**What is expected:** Every record below is to be reproduced exactly.

Data records
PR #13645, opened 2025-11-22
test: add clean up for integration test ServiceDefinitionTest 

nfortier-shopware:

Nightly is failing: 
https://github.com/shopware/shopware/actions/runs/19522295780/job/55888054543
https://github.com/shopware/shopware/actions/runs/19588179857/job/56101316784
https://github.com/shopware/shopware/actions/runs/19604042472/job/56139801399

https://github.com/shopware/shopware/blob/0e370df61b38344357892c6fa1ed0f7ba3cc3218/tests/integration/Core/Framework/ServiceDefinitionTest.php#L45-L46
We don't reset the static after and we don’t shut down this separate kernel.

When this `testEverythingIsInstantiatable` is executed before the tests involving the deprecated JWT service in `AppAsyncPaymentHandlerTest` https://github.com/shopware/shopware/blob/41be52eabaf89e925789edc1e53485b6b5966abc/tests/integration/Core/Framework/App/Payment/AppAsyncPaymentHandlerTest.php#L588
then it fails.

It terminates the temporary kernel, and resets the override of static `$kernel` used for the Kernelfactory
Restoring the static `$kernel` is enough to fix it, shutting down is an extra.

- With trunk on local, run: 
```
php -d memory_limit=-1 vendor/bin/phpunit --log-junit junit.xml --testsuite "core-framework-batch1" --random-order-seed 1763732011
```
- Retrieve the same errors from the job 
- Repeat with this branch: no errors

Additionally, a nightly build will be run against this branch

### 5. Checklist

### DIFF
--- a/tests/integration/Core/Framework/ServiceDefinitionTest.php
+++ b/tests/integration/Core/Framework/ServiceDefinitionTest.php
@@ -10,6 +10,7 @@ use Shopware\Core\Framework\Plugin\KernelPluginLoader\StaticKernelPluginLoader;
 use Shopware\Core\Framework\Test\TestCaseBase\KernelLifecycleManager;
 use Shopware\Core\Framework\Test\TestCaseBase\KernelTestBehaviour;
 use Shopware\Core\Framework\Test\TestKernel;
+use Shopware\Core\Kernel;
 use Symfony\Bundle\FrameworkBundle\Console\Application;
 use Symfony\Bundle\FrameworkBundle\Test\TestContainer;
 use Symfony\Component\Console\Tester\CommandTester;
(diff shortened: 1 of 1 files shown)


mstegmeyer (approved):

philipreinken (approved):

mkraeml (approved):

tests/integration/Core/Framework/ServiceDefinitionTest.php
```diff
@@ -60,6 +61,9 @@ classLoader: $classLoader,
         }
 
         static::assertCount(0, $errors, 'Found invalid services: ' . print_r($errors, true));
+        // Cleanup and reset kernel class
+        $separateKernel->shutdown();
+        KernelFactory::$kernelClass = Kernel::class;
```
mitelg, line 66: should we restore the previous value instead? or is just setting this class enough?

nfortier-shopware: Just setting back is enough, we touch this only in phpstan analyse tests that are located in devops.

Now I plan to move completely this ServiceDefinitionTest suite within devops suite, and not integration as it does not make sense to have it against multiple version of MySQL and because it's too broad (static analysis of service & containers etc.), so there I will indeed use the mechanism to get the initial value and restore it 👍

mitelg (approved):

**Answer section:**
PR #13645, opened 2025-11-22
test: add clean up for integration test ServiceDefinitionTest 

nfortier-shopware:

Nightly is failing: 
https://github.com/shopware/shopware/actions/runs/19522295780/job/55888054543
https://github.com/shopware/shopware/actions/runs/19588179857/job/56101316784
https://github.com/shopware/shopware/actions/runs/19604042472/job/56139801399

https://github.com/shopware/shopware/blob/0e370df61b38344357892c6fa1ed0f7ba3cc3218/tests/integration/Core/Framework/ServiceDefinitionTest.php#L45-L46
We don't reset the static after and we don’t shut down this separate kernel.

When this `testEverythingIsInstantiatable` is executed before the tests involving the deprecated JWT service in `AppAsyncPaymentHandlerTest` https://github.com/shopware/shopware/blob/41be52eabaf89e925789edc1e53485b6b5966abc/tests/integration/Core/Framework/App/Payment/AppAsyncPaymentHandlerTest.php#L588
then it fails.

It terminates the temporary kernel, and resets the override of static `$kernel` used for the Kernelfactory
Restoring the static `$kernel` is enough to fix it, shutting down is an extra.

- With trunk on local, run: 
```
php -d memory_limit=-1 vendor/bin/phpunit --log-junit junit.xml --testsuite "core-framework-batch1" --random-order-seed 1763732011
```
- Retrieve the same errors from the job 
- Repeat with this branch: no errors

Additionally, a nightly build will be run against this branch

### 5. Checklist

### DIFF
--- a/tests/integration/Core/Framework/ServiceDefinitionTest.php
+++ b/tests/integration/Core/Framework/ServiceDefinitionTest.php
@@ -10,6 +10,7 @@ use Shopware\Core\Framework\Plugin\KernelPluginLoader\StaticKernelPluginLoader;
 use Shopware\Core\Framework\Test\TestCaseBase\KernelLifecycleManager;
 use Shopware\Core\Framework\Test\TestCaseBase\KernelTestBehaviour;
 use Shopware\Core\Framework\Test\TestKernel;
+use Shopware\Core\Kernel;
 use Symfony\Bundle\FrameworkBundle\Console\Application;
 use Symfony\Bundle\FrameworkBundle\Test\TestContainer;
 use Symfony\Component\Console\Tester\CommandTester;
(diff shortened: 1 of 1 files shown)


mstegmeyer (approved):

philipreinken (approved):

mkraeml (approved):

tests/integration/Core/Framework/ServiceDefinitionTest.php
```diff
@@ -60,6 +61,9 @@ classLoader: $classLoader,
         }
 
         static::assertCount(0, $errors, 'Found invalid services: ' . print_r($errors, true));
+        // Cleanup and reset kernel class
+        $separateKernel->shutdown();
+        KernelFactory::$kernelClass = Kernel::class;
```
mitelg, line 66: should we restore the previous value instead? or is just setting this class enough?

nfortier-shopware: Just setting back is enough, we touch this only in phpstan analyse tests that are located in devops.

Now I plan to move completely this ServiceDefinitionTest suite within devops suite, and not integration as it does not make sense to have it against multiple version of MySQL and because it's too broad (static analysis of service & containers etc.), so there I will indeed use the mechanism to get the initial value and restore it 👍

mitelg (approved):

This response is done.